-- WHAT THE TASK REQUIRES --
Print the data exactly as it is given, please.
[[ SUPPLIED DATA, beginning ]]
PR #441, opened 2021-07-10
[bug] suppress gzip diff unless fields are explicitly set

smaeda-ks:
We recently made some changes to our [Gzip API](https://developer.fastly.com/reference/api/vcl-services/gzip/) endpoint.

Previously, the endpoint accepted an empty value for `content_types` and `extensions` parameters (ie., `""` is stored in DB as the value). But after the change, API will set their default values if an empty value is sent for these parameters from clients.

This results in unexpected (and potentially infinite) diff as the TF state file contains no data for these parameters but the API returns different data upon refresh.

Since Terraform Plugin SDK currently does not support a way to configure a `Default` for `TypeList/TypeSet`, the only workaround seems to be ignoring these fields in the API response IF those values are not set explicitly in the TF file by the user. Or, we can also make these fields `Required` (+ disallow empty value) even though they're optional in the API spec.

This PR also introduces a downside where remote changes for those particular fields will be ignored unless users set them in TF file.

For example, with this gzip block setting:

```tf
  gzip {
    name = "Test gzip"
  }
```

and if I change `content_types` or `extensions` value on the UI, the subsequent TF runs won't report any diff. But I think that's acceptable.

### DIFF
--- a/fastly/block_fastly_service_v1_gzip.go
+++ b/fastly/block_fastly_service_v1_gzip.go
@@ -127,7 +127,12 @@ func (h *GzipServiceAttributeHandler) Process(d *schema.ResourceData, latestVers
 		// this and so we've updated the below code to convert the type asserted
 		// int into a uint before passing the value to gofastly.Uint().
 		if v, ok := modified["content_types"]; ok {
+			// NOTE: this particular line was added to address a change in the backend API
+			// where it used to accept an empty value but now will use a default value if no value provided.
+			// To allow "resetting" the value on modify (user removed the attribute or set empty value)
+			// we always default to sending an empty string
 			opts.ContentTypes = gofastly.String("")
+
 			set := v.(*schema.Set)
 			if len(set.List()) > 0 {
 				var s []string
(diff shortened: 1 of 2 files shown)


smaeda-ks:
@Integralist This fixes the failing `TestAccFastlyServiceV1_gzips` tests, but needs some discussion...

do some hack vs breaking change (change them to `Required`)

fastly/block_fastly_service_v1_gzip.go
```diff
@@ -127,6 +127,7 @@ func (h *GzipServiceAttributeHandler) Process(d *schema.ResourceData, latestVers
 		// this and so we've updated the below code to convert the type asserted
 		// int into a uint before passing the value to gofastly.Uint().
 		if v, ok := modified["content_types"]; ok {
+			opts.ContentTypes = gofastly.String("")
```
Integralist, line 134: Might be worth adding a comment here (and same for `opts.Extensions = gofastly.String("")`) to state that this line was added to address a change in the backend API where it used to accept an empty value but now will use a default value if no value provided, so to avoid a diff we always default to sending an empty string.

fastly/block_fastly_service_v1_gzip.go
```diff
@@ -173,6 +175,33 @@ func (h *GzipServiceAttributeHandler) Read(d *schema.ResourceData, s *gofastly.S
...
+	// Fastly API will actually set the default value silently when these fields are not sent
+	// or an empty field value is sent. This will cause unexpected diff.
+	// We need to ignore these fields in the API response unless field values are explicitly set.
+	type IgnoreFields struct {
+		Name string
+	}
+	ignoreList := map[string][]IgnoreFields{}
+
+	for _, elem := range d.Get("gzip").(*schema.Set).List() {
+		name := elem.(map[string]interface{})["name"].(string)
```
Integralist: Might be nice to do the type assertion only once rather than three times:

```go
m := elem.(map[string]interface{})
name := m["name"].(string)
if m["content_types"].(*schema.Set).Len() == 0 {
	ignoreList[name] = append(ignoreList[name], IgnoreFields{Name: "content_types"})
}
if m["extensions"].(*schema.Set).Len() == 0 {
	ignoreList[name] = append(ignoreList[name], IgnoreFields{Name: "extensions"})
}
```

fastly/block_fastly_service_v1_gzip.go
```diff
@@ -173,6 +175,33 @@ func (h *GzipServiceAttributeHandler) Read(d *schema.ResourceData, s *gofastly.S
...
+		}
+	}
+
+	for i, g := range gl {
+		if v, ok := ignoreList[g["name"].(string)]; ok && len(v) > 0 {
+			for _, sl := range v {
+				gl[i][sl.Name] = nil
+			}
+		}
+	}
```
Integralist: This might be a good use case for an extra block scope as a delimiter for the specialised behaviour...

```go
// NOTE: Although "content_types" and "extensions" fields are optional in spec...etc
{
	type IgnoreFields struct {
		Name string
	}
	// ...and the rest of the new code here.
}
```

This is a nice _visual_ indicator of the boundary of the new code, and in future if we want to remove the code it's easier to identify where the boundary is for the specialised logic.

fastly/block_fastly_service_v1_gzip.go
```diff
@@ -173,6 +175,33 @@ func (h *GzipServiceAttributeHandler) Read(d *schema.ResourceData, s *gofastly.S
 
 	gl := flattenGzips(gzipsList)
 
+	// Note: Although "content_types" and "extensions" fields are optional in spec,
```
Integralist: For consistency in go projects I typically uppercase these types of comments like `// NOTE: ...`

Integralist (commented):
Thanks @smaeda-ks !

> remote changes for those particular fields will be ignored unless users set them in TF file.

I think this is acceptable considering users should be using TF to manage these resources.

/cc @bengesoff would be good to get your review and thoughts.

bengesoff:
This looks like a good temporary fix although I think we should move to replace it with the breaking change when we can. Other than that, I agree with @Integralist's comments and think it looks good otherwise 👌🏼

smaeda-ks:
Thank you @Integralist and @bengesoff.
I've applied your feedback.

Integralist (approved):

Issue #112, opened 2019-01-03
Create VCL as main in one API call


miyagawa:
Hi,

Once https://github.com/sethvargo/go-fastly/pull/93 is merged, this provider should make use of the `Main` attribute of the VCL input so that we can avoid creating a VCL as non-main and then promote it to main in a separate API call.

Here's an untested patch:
[[ SUPPLIED DATA, end ]]
-- RESULT OF THE EXERCISE --
PR #441, opened 2021-07-10
[bug] suppress gzip diff unless fields are explicitly set

smaeda-ks:
We recently made some changes to our [Gzip API](https://developer.fastly.com/reference/api/vcl-services/gzip/) endpoint.

Previously, the endpoint accepted an empty value for `content_types` and `extensions` parameters (ie., `""` is stored in DB as the value). But after the change, API will set their default values if an empty value is sent for these parameters from clients.

This results in unexpected (and potentially infinite) diff as the TF state file contains no data for these parameters but the API returns different data upon refresh.

Since Terraform Plugin SDK currently does not support a way to configure a `Default` for `TypeList/TypeSet`, the only workaround seems to be ignoring these fields in the API response IF those values are not set explicitly in the TF file by the user. Or, we can also make these fields `Required` (+ disallow empty value) even though they're optional in the API spec.

This PR also introduces a downside where remote changes for those particular fields will be ignored unless users set them in TF file.

For example, with this gzip block setting:

```tf
  gzip {
    name = "Test gzip"
  }
```

and if I change `content_types` or `extensions` value on the UI, the subsequent TF runs won't report any diff. But I think that's acceptable.

### DIFF
--- a/fastly/block_fastly_service_v1_gzip.go
+++ b/fastly/block_fastly_service_v1_gzip.go
@@ -127,7 +127,12 @@ func (h *GzipServiceAttributeHandler) Process(d *schema.ResourceData, latestVers
 		// this and so we've updated the below code to convert the type asserted
 		// int into a uint before passing the value to gofastly.Uint().
 		if v, ok := modified["content_types"]; ok {
+			// NOTE: this particular line was added to address a change in the backend API
+			// where it used to accept an empty value but now will use a default value if no value provided.
+			// To allow "resetting" the value on modify (user removed the attribute or set empty value)
+			// we always default to sending an empty string
 			opts.ContentTypes = gofastly.String("")
+
 			set := v.(*schema.Set)
 			if len(set.List()) > 0 {
 				var s []string
(diff shortened: 1 of 2 files shown)


smaeda-ks:
@Integralist This fixes the failing `TestAccFastlyServiceV1_gzips` tests, but needs some discussion...

do some hack vs breaking change (change them to `Required`)

fastly/block_fastly_service_v1_gzip.go
```diff
@@ -127,6 +127,7 @@ func (h *GzipServiceAttributeHandler) Process(d *schema.ResourceData, latestVers
 		// this and so we've updated the below code to convert the type asserted
 		// int into a uint before passing the value to gofastly.Uint().
 		if v, ok := modified["content_types"]; ok {
+			opts.ContentTypes = gofastly.String("")
```
Integralist, line 134: Might be worth adding a comment here (and same for `opts.Extensions = gofastly.String("")`) to state that this line was added to address a change in the backend API where it used to accept an empty value but now will use a default value if no value provided, so to avoid a diff we always default to sending an empty string.

fastly/block_fastly_service_v1_gzip.go
```diff
@@ -173,6 +175,33 @@ func (h *GzipServiceAttributeHandler) Read(d *schema.ResourceData, s *gofastly.S
...
+	// Fastly API will actually set the default value silently when these fields are not sent
+	// or an empty field value is sent. This will cause unexpected diff.
+	// We need to ignore these fields in the API response unless field values are explicitly set.
+	type IgnoreFields struct {
+		Name string
+	}
+	ignoreList := map[string][]IgnoreFields{}
+
+	for _, elem := range d.Get("gzip").(*schema.Set).List() {
+		name := elem.(map[string]interface{})["name"].(string)
```
Integralist: Might be nice to do the type assertion only once rather than three times:

```go
m := elem.(map[string]interface{})
name := m["name"].(string)
if m["content_types"].(*schema.Set).Len() == 0 {
	ignoreList[name] = append(ignoreList[name], IgnoreFields{Name: "content_types"})
}
if m["extensions"].(*schema.Set).Len() == 0 {
	ignoreList[name] = append(ignoreList[name], IgnoreFields{Name: "extensions"})
}
```

fastly/block_fastly_service_v1_gzip.go
```diff
@@ -173,6 +175,33 @@ func (h *GzipServiceAttributeHandler) Read(d *schema.ResourceData, s *gofastly.S
...
+		}
+	}
+
+	for i, g := range gl {
+		if v, ok := ignoreList[g["name"].(string)]; ok && len(v) > 0 {
+			for _, sl := range v {
+				gl[i][sl.Name] = nil
+			}
+		}
+	}
```
Integralist: This might be a good use case for an extra block scope as a delimiter for the specialised behaviour...

```go
// NOTE: Although "content_types" and "extensions" fields are optional in spec...etc
{
	type IgnoreFields struct {
		Name string
	}
	// ...and the rest of the new code here.
}
```

This is a nice _visual_ indicator of the boundary of the new code, and in future if we want to remove the code it's easier to identify where the boundary is for the specialised logic.

fastly/block_fastly_service_v1_gzip.go
```diff
@@ -173,6 +175,33 @@ func (h *GzipServiceAttributeHandler) Read(d *schema.ResourceData, s *gofastly.S
 
 	gl := flattenGzips(gzipsList)
 
+	// Note: Although "content_types" and "extensions" fields are optional in spec,
```
Integralist: For consistency in go projects I typically uppercase these types of comments like `// NOTE: ...`

Integralist (commented):
Thanks @smaeda-ks !

> remote changes for those particular fields will be ignored unless users set them in TF file.

I think this is acceptable considering users should be using TF to manage these resources.

/cc @bengesoff would be good to get your review and thoughts.

bengesoff:
This looks like a good temporary fix although I think we should move to replace it with the breaking change when we can. Other than that, I agree with @Integralist's comments and think it looks good otherwise 👌🏼

smaeda-ks:
Thank you @Integralist and @bengesoff.
I've applied your feedback.

Integralist (approved):

Issue #112, opened 2019-01-03
Create VCL as main in one API call


miyagawa:
Hi,

Once https://github.com/sethvargo/go-fastly/pull/93 is merged, this provider should make use of the `Main` attribute of the VCL input so that we can avoid creating a VCL as non-main and then promote it to main in a separate API call.

Here's an untested patch:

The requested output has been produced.